There are calculations for hearing loss, fractures of the skull vertebrate, transverse process, facial bones, kidney spleen, lung, testicle(s), vision impairment, and for disfigurement.
Permanent partial disability is multiplied by the permanent partial disability rate (PPD). The PPD rate is 60% of Average Weekly Wage (See above). This then gives an amount of money that the worker is entitled to receive.
For unreasonable refusal to pay benefits to a worker, an employer could receive penalties. The penalties are limited statutorily.
Workers compensation cases are not taxable.
Workers compensation benefits are usually exempt from bankruptcy. If you are contemplating bankruptcy and have compensation benefits, be very careful not to co-mingle the proceeds with other money.
Attorneys fees in Illinois are capped at 20% by statute, in general.
It can be expensive to take doctors depositions. Doctors usually charge several hundred dollars per hour. Court reporters are not cheap either. These may be absolutely necessary in some cases. They may not be needed in other cases.
To the Industrial Commission – The rule is that the commission views the arbitrators finding “de novo” meaning that it gives no deference to the arbitrators findings. I believe the Commission actually does give the arbitrator some deference.
To the trial court – If your are not happy with the ruling of the industrial commission you can sue it in court. It is very tricky to file suit procedurally and the standard is “abuse of discretion” for most issues, meaning that the party appealing must show the Industrial Commission abused its discretion.
To the Appellate Court
You must show the trial court is wrong in ruling against you.
You must show the appellate court is wrong in ruling against you.
An employer cannot fire a worker for exercising her rights under the workers compensation act.
Americans with Disabilities Act (ADA)
According to the Americans with Disabilities Act, ADA, an employer must give “reasonable accommodations” to seriously disabled people.
Not many liens attach to compensation claims.
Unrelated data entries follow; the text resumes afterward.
PR #249, opened 2019-07-30
Add test for kafka-quickstart

### LINKED ISSUE #145: kafka-quickstart has no test coverage
kafka-quickstart has no test coverage

kmos:
Hi, 

this PR add test for kafka-quickstart.

Resolves #145 

- avoid to use kafka in test profile
- add resteasy-client

### DIFF
--- a/kafka-quickstart/src/main/resources/application.properties
+++ b/kafka-quickstart/src/main/resources/application.properties
@@ -1,9 +1,21 @@
 # Configure the Kafka sink (we write to it)
-mp.messaging.outgoing.generated-price.connector=smallrye-kafka
-mp.messaging.outgoing.generated-price.topic=prices
-mp.messaging.outgoing.generated-price.value.serializer=org.apache.kafka.common.serialization.IntegerSerializer
+%dev.mp.messaging.outgoing.generated-price.connector=smallrye-kafka
+%dev.mp.messaging.outgoing.generated-price.topic=prices
+%dev.mp.messaging.outgoing.generated-price.value.serializer=org.apache.kafka.common.serialization.IntegerSerializer
 
 # Configure the Kafka source (we read from it)
-mp.messaging.incoming.prices.connector=smallrye-kafka
-mp.messaging.incoming.prices.topic=prices
-mp.messaging.incoming.prices.value.deserializer=org.apache.kafka.common.serialization.IntegerDeserializer
+%dev.mp.messaging.incoming.prices.connector=smallrye-kafka
+%dev.mp.messaging.incoming.prices.topic=prices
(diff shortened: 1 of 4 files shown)


kafka-quickstart/src/test/java/org/acme/quarkus/sample/PriceResourceTest.java
```diff
@@ -0,0 +1,39 @@
...
+    void testPricesEventStream() {
+        Client client = ClientBuilder.newClient();
+        WebTarget target = client.target(PRICES_SSE_ENDPOINT);
+
+        List<Double> received = new ArrayList<>();
+
+        try (SseEventSource source = SseEventSource.target(target).build()) {
+            source.register(inboundSseEvent -> received.add(Double.valueOf(inboundSseEvent.readData())));
+            source.open();
+            Thread.sleep(500); // Consume events for just 500 ms
```
cescoffier: Can you switch to Awaitility instead? 

```
await()atMost(10000).until(() -> received.size() < 5)
```

`received` would need to be a `CopyOnWritearrayList` but that would be more robust.

kafka-quickstart/src/main/resources/application.properties
```diff
@@ -1,9 +1,21 @@
 # Configure the Kafka sink (we write to it)
-mp.messaging.outgoing.generated-price.connector=smallrye-kafka
-mp.messaging.outgoing.generated-price.topic=prices
-mp.messaging.outgoing.generated-price.value.serializer=org.apache.kafka.common.serialization.IntegerSerializer
+%dev.mp.messaging.outgoing.generated-price.connector=smallrye-kafka
```
cescoffier: Any reason for this change?
I would understand if dev and prod configs would be different, but it's not the case here.

cescoffier: Oh I see, in `test` you generate only 3 values.

kmos: Yes. For what I understand here quarkusio/quarkus/issues/2548 the main idea is to detect problems in dependencies. There is no need to have a real istance of kafka. 

I was obblied to duplicate the values in order to avoid configuration of kafka sink for ```test``` profile (but leave it for dev and prod)

kafka-quickstart/src/test/java/org/acme/quarkus/sample/PriceResourceTest.java
kmos: addressed, great suggestion!

kmos:
What can I do to solve this PR? I have addressed the change requested. @cescoffier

However, child support, medicare, public aid, Employee Retirement Income Security Act of 1974 (ERISA), income tax liens, attorneys fees, veterans benefits, and other government payments may be a lien on a workers compensation claim. If, as a result of your injury, you will in the future apply for certain medical benefits from the government, for example medicare or medicaid, you may need to set aside money for that in your settlement.
Claimants get a hearing. There is no right to a jury trial. The hearing is conducted by an arbitrator. If the arbitrators decision is appealed the Industrial Commission hears the case and either accepts the findings of the arbitrator or makes new findings, giving a new award.
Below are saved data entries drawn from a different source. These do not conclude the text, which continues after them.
PR #260, opened 2019-08-22
Make Postgresql host explicit

galderz:
Aside from this, I was wondering if it'd be useful to explain in the corresponding READMEs how these ORM examples could be run within a Kubernetes environment?

I was trying to run both the quickstart and DB in Minikube, and that's what lead me down this path. In such env the host needs to be aligned to the DB service name, hence the importance of making this explicit.

I ended up creating a Kubernetes specific [Dockerfile](https://github.com/galderz/putcachejpa/blob/master/src/main/docker/Dockerfile.kubernetes#L22) that passed in database URL adjusted to the DB Kubernetes service. Use [this Makefile](https://github.com/galderz/putcachejpa/blob/master/Makefile) to drive building and running app and DB in kubernetess. 

If added, could this be easily tested too?

### DIFF
--- a/hibernate-orm-panache-resteasy/README.md
+++ b/hibernate-orm-panache-resteasy/README.md
@@ -109,3 +109,14 @@ Navigate to:
 <http://localhost:8080/index.html>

Many lawyers that do not know much about workers compensation will take a case. A single compensation claim may be profitable for a lawyer, even if handled badly. Make sure you get a lawyer that does enough to know what he or she is doing. The rules are much different from normal court. Also make sure you get a lawyer who has a working knowledge of the medical issues. Get a lawyer that handles a lot of injury claims. Medical issues in injury claims are confusing to lawyers who do not handle them. Often if you ask a question to a doctor one way a certain answer will be given. If you change the wording a little the answer will be different. For instance, if a lawyer asks if a plaintiff who suffered a soft tissue injury has a permanent disability the doctor may say no. If the lawyer asks the same doctor about the same plaintiff “will the petitioner ever be the same as he was before the accident” the doctor may say the plaintiff may always have pain that will inhibit his ability to do things.
I have explained these concepts in broad terms so that they are easy to understand. There are exceptions to most things. Be careful.